Izoro is an unincorporated community in Lampasas County, in the U.S. state of Texas. According to the Handbook of Texas, the community had a population of 17 in 2000. It is located within the Killeen-Temple-Fort Hood metropolitan area.

History
Izoro was founded in the early 1880s and early settler John Higgins named it Higgins Gap. Violence plagued the community in its early years, suffering from feuds between settlers and Indian raids. In 1885, both C.J. Dumas built a cotton gin and E.J. Healer built a general store in Izoro. A post office was established at Izoro in 1888 with Thomas J. Upton as the first postmaster, but it was located in nearby Coryell County. A well-known resident gave it the name Izoro for his daughter, Izoro Gilliam. The post office then moved to Lampasas County in 1914 and grew to have telephone service, two churches, and three stores. The population of the community was reported as 25 in 1925, 150 in 1927, 25 in 1933, 75 in 1949, and 31 from 1968 to 1990. There was only one gas station and a combination post office/community center in the mid-1980s. The population was reported as 17 in 2000. Today, the community serves as a vacation spot for tourists, hunters, and fishermen.

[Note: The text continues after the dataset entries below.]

PR #50, opened 2016-01-12
[FIX] Update product_template taxes

mileo:
Select a fiscal classification linked to multiple products templates, change taxes and try to save it. 

You get this error: 

ValueError

Expected singleton: product.template(9, 11, 37, 38, 6, 18, 48, 30, 26, 46, 21, 19, 20, 34, 35, 10, 40, 8, 5, 13, 29, 27, 28, 23, 22, 12, 14, 33, 44, 3, 2, 7, 4, 31, 32, 39, 25, 24, 16, 17, 15, 47, 1, 49, 41, 50, 36, 42, 43, 45)

### DIFF
--- a/account_product_fiscal_classification/models/account_product_fiscal_classification.py
+++ b/account_product_fiscal_classification/models/account_product_fiscal_classification.py
@@ -84,7 +84,8 @@ class AccountProductFiscalClassification(models.Model):
         if 'purchase_tax_ids' in vals or 'sale_tax_ids' in vals:
             for fc in self:
                 pt_lst = pt_obj.browse([x.id for x in fc.product_tmpl_ids])
-                pt_lst.write({'fiscal_classification_id': fc.id})
+                if pt_lst:
+                    pt_lst.write({'fiscal_classification_id': fc.id})
         return res
 
     @api.multi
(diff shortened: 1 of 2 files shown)


account_product_fiscal_classification/models/account_product_fiscal_classification.py
```diff
@@ -84,7 +84,8 @@ def write(self, vals):
         if 'purchase_tax_ids' in vals or 'sale_tax_ids' in vals:
             for fc in self:
                 pt_lst = pt_obj.browse([x.id for x in fc.product_tmpl_ids])
-                pt_lst.write({'fiscal_classification_id': fc.id})
+                if pt_lst:
```
pedrobaeza, line 87: This is not needed, unless you have put a `self.ensure_one()` in the write method, so you should remove that part instead of patching this call (and every possible call). `write` method (and overrides) should accept 0 or N records.

rvalyi:
@mileo I agree with your fix, but could you just take @pedrobaeza remark into account so we can approve it?

mileo:
Yes, my fault. I forgot to correct this problem.

rvalyi:
up @mileo any time to fix one this so we can merge and close it?

rvalyi:
@mileo in case you have any time for that one during the sprints...

account_product_fiscal_classification/models/account_product_fiscal_classification.py
leorochael: In other words, read the traceback of the "Expected Singleton" error to find out who overwrote the `write()` method of `product.template` and added a `self.ensure_one()`, and find a way to remove that `self.ensure_one()` call instead of adding an `if` here.

mileo:
Hello I can not repeat the problem. So I'm closing the PR.

rvalyi:
ok thanks for having checked that.

PR #54, opened 2016-09-04
9.0 classification per category

legalsylvain:
Add possibility to restrict fiscal settings on product, depending of its categories.

This is usefull to reduce errors, and make more easy fiscal settings on products. French example : in a food shop. you can have  5.5% VAT or 20% VAT.
But if the product is in the "alcool / beer" category so only 20% VAT is a correct setting. 

category_with_fiscal_restriction


legalsylvain:
CC : @sebastienbeau, @rvalyi, @danimaribeiro.

rvalyi:
@legalsylvain thanks for this long wanted feature!  i like it but please you should make the tests pass https://travis-ci.org/OCA/account-fiscal-rule/jobs/160804830#L708
cc @renatonlima

legalsylvain:
@rvalyi : Thanks for your review. I fixed the problem. (sorry for the late ! I totally forgot this PR)

@sebastienbeau, @bealdav, @alexis-via  : Any PoV ? I really see this feature as a good nice to have in France.

Thanks for your review.

rvalyi:
:+1: @legalsylvain looks good. One question/suggestion: suppose I set only one fiscal category allowed on some category. Then may be when creating the product it should come with that fiscal category by default, no? In any case it would just save a click and not make a huge usability difference...

legalsylvain:
@rvalyi. The feature you describe is implemented. Here : 
https://github.com/OCA/account-fiscal-rule/pull/54/files#diff-427f6fda9e41d700a0d351c6fbf9f432R61

@all : Extra fix in the last commit. (parent_id has been removed in V9.0 on account.tax and account.tax.template.)

Thanks for your review.
CC : @mileo, @renatonlima

rvalyi:
@legalsylvain thanks for pointing the feature. So again :+1: for me

legalsylvain:
Thanks @rvalyi for your "again :+1:". Unfortunately, not sure it counts for 2 :+1: ;-) This PSC seems to be quiet empty, no answer except you ! Let wait...
Regards.

rvalyi:
@legalsylvain at least @renatonlima will review soon too and possibly @mbcosta. In any case we should fix the official PSC of this repo: Renato is the main committer/author but isn't a repo PSC, I'm the second committer and I have commit rights because I have global commit rights without being explicitly a repo PSC either. Eventually we will candidate officially to fix this, specially before v10 migration.

jweste:
+1 for me too, thanks!

renatonlima:
Hi guys!

:+1: This feature also can be nice have to for brazilian configuration

PR #49, opened 2015-12-08
Akretion/9.0 migration account prod fiscal posit purchase

mbcosta:

PR #47, opened 2015-12-08
Akretion/9.0 migration account prod fiscal posit sale

mbcosta:

PR #56, opened 2016-11-14
[9.0][FIX] Return object instead dict when Fiscal Position is False

mbcosta:
When Fiscal Position not found the method need to return a Object instead Dictionary. Besides the fix I removed parameters not used in new API ( cr, uid and context ) and replace Tabs to Space in Data File.

The Migrations PRs  https://github.com/OCA/account-fiscal-rule/pull/47 https://github.com/OCA/account-fiscal-rule/pull/48 https://github.com/OCA/account-fiscal-rule/pull/49 depends of this fix to pass the tests.

### DIFF
--- a/account_fiscal_position_rule/models/account_fiscal_position_rule.py
+++ b/account_fiscal_position_rule/models/account_fiscal_position_rule.py
@@ -57,6 +57,7 @@ class AccountFiscalPositionRule(models.Model):
         self.from_country = self.company_id.country_id
         self.from_state = self.company_id.state_id
 
+    @api.multi
     def _map_domain(self, partner, addrs, company, **kwargs):
         from_country = company.partner_id.country_id.id
         from_state = company.partner_id.state_id.id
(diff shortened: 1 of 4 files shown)


account_fiscal_position_rule/models/account_fiscal_position_rule.py
```diff
@@ -192,8 +192,7 @@ class WizardAccountFiscalPositionRule(models.TransientModel):
         default=lambda self: self.env['res.company']._company_default_get(
             'wizard.account.fiscal.position.rule'))
 
-    def _template_vals(self, cr, uid, template, company_id,
-                       fiscal_position_id, context=None):
+    def _template_vals(self, template, company_id, fiscal_position_id):
```
pedrobaeza, line 199: Put `@api.multi` below

rvalyi:
:+1:

mbcosta:
Hi @pedrobaeza thanks for review, I included decorator on methods.

pedrobaeza (approved):

rvalyi:
:+1:

renatonlima (approved):
:+1:

PR #62, opened 2016-12-12
Migrate account_product_fiscal_classification to V10

yk2kus:


yk2kus:
I need help with the syntax error
https://goo.gl/QZypwc

rvalyi:
@yk2kus I'm not very sure, but for the rst error, you can try to remove 2 spaces at lines 22 and 23 of the README.rst file. If it doesn't do the trick, you can also try to insert a blank line before line 22, but only if removing space alone doesn't fix the syntax problem.

renatonlima:
:+1:

account_product_fiscal_classification/models/wizard_change_fiscal_classification.py
```diff
@@ -27,11 +27,14 @@ def _default_old_fiscal_classification_id(self):
         required=True, domain="[('id', '!=', old_fiscal_classification_id)]")
 
     # View Section
-    @api.one
```
rvalyi, line 30: :-1: sorry if I'm wrong but shouldn't we have an @api.multi decorator here then?

yk2kus: @rvalyi not required but can be placed. It will not have any impact in the result because old api is not supported in V10, also will not raise any issue because we can loop through a single recordset as well. I would like to know if it will make an impact ?

rvalyi: In fact, I think api.one is not deprecated anymore, look at all the compute methods in account/models/account_invoice.py for instance, they all use the @api.one formalism. Can we not switch back to @api.one and the former impl assuming self is the record?
see for instance https://github.com/odoo/odoo/blob/10.0/addons/account/models/account_invoice.py#L88

yk2kus:
From what I can understand, it is deprecated but not discontinued. Source https://github.com/odoo/odoo/issues/12408#issuecomment-226421501 . My purpose of removal was lint check https://goo.gl/CVVnks

account_product_fiscal_classification/models/wizard_change_fiscal_classification.py
yk2kus: From what I can understand, it is deprecated but not discontinued. Source https://github.com/odoo/odoo/issues/12408#issuecomment-226421501 . My purpose of removal was lint check https://goo.gl/CVVnks , should we still switch back?

yk2kus: @rvalyi waiting for your response.

lasley: @yk2kus - @rvalyi is correct that `api.one` is deprecated and should not be used in new code.

You can either alter to `api.multi` or switch to [oca_decorators](https://github.com/OCA/oca-decorators), which has a [`foreach`](https://github.com/OCA/oca-decorators/blob/master/oca/decorators/foreach.py#L9) to replace the deprecated `.one`

account_product_fiscal_classification/demo/product_category.xml
```diff
@@ -5,12 +5,12 @@
     License AGPL-3.0 or later (http://www.gnu.org/licenses/agpl.html).
 -->
 
-<openerp><data>
+<odoo><data>
```
lasley, line 8: Please remove the `data` tags - they are implied with the new `odoo` tag

account_product_fiscal_classification/models/account_product_fiscal_classification.py
```diff
@@ -47,13 +47,13 @@ def _default_company_id(self):
...
     # Compute Section
-    @api.one
     def _compute_product_tmpl_info(self):
-        res = self.env['product.template'].search([
-            ('fiscal_classification_id', '=', self.id), '|',
-            ('active', '=', False), ('active', '=', True)])
-        self.product_tmpl_ids = res
-        self.product_tmpl_qty = len(res)
+        for record in self:
+            res = self.env['product.template'].search([
```
lasley, line 52: Use `.with_context(active_test=False)` instead of the `|` on `active`

account_product_fiscal_classification/models/account_product_fiscal_classification_model.py
```diff
@@ -21,7 +21,7 @@
 ##############################################################################
```
lasley, line 21: Please switch long headers to [shortened header style](https://github.com/OCA/maintainer-tools/blob/master/template/module/__openerp__.py#L3)

account_product_fiscal_classification/models/product_template.py
```diff
@@ -55,35 +55,43 @@ def _check_classification_categ(self):
                     template.categ_id.complete_name,
                     ''.join(
```
lasley, line 56: `''.join(template.categ_id.fiscal_classification_ids.mapped('name'))`

lasley (changes requested):
Thanks @yk2kus - code, no test

rvalyi:
guys, I'm closing this PR as it has been superseded by https://github.com/OCA/account-fiscal-rule/pull/74 which has been merged.

PR #64, opened 2016-12-20
[9.0][FIX] account_fiscal_position_rule_sale: Fix correct fiscal position when apply a rule

sergio-teruel:
This PR assure the correct order when onchange method is called.
ping @rvalyi 
cc @tecnativa


pedrobaeza (approved):

yajo (approved):

Armitxes:
This PR might fix the issue for sale but not for purchase.
Check: https://github.com/OCA/account-fiscal-rule/pull/66

luismontalba (approved):

PR #361, opened 2023-05-15
[16.0] account_product_fiscal_classification: 2 small changes

alexis-via:
2 small changes:
1) add search view on account.product.fiscal.classification
2) remove translate=True on name field on account.product.fiscal.classification

### DIFF
--- a/account_product_fiscal_classification/models/account_product_fiscal_classification.py
+++ b/account_product_fiscal_classification/models/account_product_fiscal_classification.py
@@ -10,7 +10,7 @@ class AccountProductFiscalClassification(models.Model):
     _name = "account.product.fiscal.classification"
     _description = "Fiscal Classification"
 
-    name = fields.Char(required=True, translate=True)
+    name = fields.Char(required=True)
 
     description = fields.Text()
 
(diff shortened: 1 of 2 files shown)


legalsylvain (approved):
Hi @alexis-via. Thanks for the contribution ! 
1. commit about the view :+1: 
2. commit about the translation : 

- I personally don't use this module in a multicompany context. (I mean 1 classification per company no "global classification").
- I personally don't use translation. (all my companies are french).
- I so do what your propose in a "custom module" for the time being ;-) and I plan to port that module in V16 : https://github.com/grap/grap-odoo-custom/blob/12.0/grap_change_translation/models/account_product_fiscal_classification.py#L11

However, do you think it's valid for all the OCA users ? 

On the other hand, In odoo : 
- ``acount.tax`` is not translatable : https://github.com/odoo/odoo/blob/16.0/addons/account/models/account_tax.py#L88
- ``account.tax.group`` is translatable : https://github.com/odoo/odoo/blob/16.0/addons/account/models/account_tax.py#L26

In fact, I don't know if there is real configuration with global classification in a multi country context. @rvalyi, @PierrickBrun : a PoV on that topic ?

rvalyi:
Hello @legalsylvain, I confirm we designed this module for supporting global classification over several companies and we have a use case at Akretion with such a case on v14. It's an important feature I think.

legalsylvain:
I had understood that you had stopped using this module in Brazil? Did I miss something ?

PR #362, opened 2023-06-15
[IMP] account_avatax_oca: add search criteria to avoid singleton

JuanyDForgeflow:
Old behavior: by looking just with invoice doc number there's a chance to get a singleton on the search
Solution: search also by partner so we don't get a singleton issue

### DIFF
--- a/account_avatax_oca/models/account_move.py
+++ b/account_avatax_oca/models/account_move.py
@@ -176,7 +176,12 @@ class AccountMove(models.Model):
     # Same as v12
     def get_origin_tax_date(self):
         if self.invoice_doc_no:
-            orig_invoice = self.search([("name", "=", self.invoice_doc_no)])
+            orig_invoice = self.search(
+                [
+                    ("name", "=", self.invoice_doc_no),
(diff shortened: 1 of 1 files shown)


mariadforgeflow:
@JuanyDForgeflow  I think maybe you should search by name and journal, since the sequence is unique for each.

dreispt (approved):

account_avatax_oca/models/account_move.py
```diff
@@ -176,7 +176,12 @@ def onchange_reset_avatax_amount(self):
     # Same as v12
     def get_origin_tax_date(self):
         if self.invoice_doc_no:
-            orig_invoice = self.search([("name", "=", self.invoice_doc_no)])
+            orig_invoice = self.search(
+                [
+                    ("name", "=", self.invoice_doc_no),
+                    ("partner_id", "=", self.partner_id.id),
```
dreispt, line 182: Would this be better done by Commercial Partner ID?
(I'm aware Odoo OOB is not great at this, but still, let's not contribute to the problem...)

PR #366, opened 2023-07-10
[14.0][FIX]account_avatax_oca, fix invoice line amount with currency

atchuthan:
For multi currency scenario, the amount sent to Avatax is wrong.  If the amount is converted as per different currency, then the tax returned from Avatax should also be converted.  If we use amount_currency, the amount is converted properly to the currency's info and the currency is also sent to Avatax, so we don't need to convert the resulting tax amount.

cc: @SodexisTeam

### DIFF
--- a/account_avatax_oca/models/account_move.py
+++ b/account_avatax_oca/models/account_move.py
@@ -477,26 +477,7 @@ class AccountMoveLine(models.Model):
         adjusted to compute line amount instead of unit price.
         """
         self.ensure_one()
-        base_line = self
-        move = base_line.move_id
-        sign = -1 if move.is_inbound() else 1
-        quantity = qty or base_line.quantity
-        base_amount = base_line.price_unit * quantity
-        if base_line.currency_id:
-            price_unit_foreign_curr = (
-                sign * base_amount * (1 - (base_line.discount / 100.0))
-            )
-            price_unit_comp_curr = base_line.currency_id._convert(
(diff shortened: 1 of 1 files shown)


account_avatax_oca/models/account_move.py
```diff
@@ -477,26 +477,7 @@ def _get_avatax_amount(self, qty=None):
...
-                move.company_id.currency_id,
-                move.company_id,
-                move.date,
-            )
-        else:
-            price_unit_comp_curr = (
-                sign * base_amount * (1 - (base_line.discount / 100.0))
-            )
-        return -price_unit_comp_curr
+        return -self.amount_currency
```
dreispt, line 480: I'm unsure with this, as it is removing the discount handling logic.
There is the risk that discounts are not processed properly after this change.

atchuthan: @dreispt 
discount
avatax1

The amount_currency field has the discounted amount already.

dreispt: @atchuthan My concern is with the Avatax API call sending wrong amounts. Can you double check that?

atchuthan: @dreispt Yes, our customer is using this modified code for few months, and they haven't noticed any problem with the transactions

P.S: Sorry for the late reply.  Is it possible to reopen this PR?

PR #367, opened 2023-07-12
[15.0][MIG] l10n_eu_oss_oca: Set country_id for previous taxes

P4R:
Odoo adds country_id in account_tax in version 15.0 and if you come from previous version of Odoo country_id is set by migration of account module and set country of company. But for OSS taxes it's wrong. The correct country_id is the same as oss_country_id

### DIFF
--- a/l10n_eu_oss_oca/migrations/15.0.2.2.0/post-migration.py
+++ b/l10n_eu_oss_oca/migrations/15.0.2.2.0/post-migration.py
@@ -1,0 +1,16 @@
+# Copyright 2021 Sygel - Manuel Regidor
+# License AGPL-3.0 or later (http://www.gnu.org/licenses/agpl.html).
+
+from openupgradelib import openupgrade  # pylint: disable=W7936
+
+
+@openupgrade.migrate()
+def migrate(env, version):
+    openupgrade.logged_query(
+        env.cr,
+        """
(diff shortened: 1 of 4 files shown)


P4R:
Someone could review this? @HaraldPanten @pedrobaeza @RodrigoBM

RodrigoBM (approved):

dreispt:
If this is a [MIG] migration, why does it have only one commit?
I expected to see a commit history.
Or is it a forward port of another PR?

l10n_eu_oss_oca/migrations/15.0.2.2.0/post-migration.py
```diff
@@ -0,0 +1,16 @@
+# Copyright 2021 Sygel - Manuel Regidor
```
ValentinVinagre, line 1: I think the copyright is not correct.

P4R: Yes, this is wrong, I copied it by error. But now I don't have access to this branch because I leaved these organization.

ValentinVinagre: In that case you would have to cancel the PR and make the change in one that you have access to so that it is not accepted by mistake.

PR #370, opened 2023-08-02
[16.0][MIG] account_avatax_repair_oca: Migration to 16.0

AlexPForgeFlow:
Migration to 16.0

In the early 1900s, a couple whose families did not want them to marry each other got into a feud at a local church. The woman's father and husband died during a gunfight, while other family members were injured.

The community grew up on a stagecoach trail from Pearl to Townsen Mills. The boll weevil devastated crops in the area in the 1930s. Ethel Upton also served as a postmistress for a time. A dentist also served in the community.

Geography
Izoro is located on Farm to Market Road 1690,  east of Texas State Highway 21,  east of the Lampasas River, and 3 ½ miles northwest of Franklin Mountain in northern Lampasas County. It is  northeast of Lampasas and  north of Austin.

Education
Izoro had its own school in 1914. Today, the community is served by the Lampasas Independent School District, with elementary-age kids going to Hanna Springs Elementary School.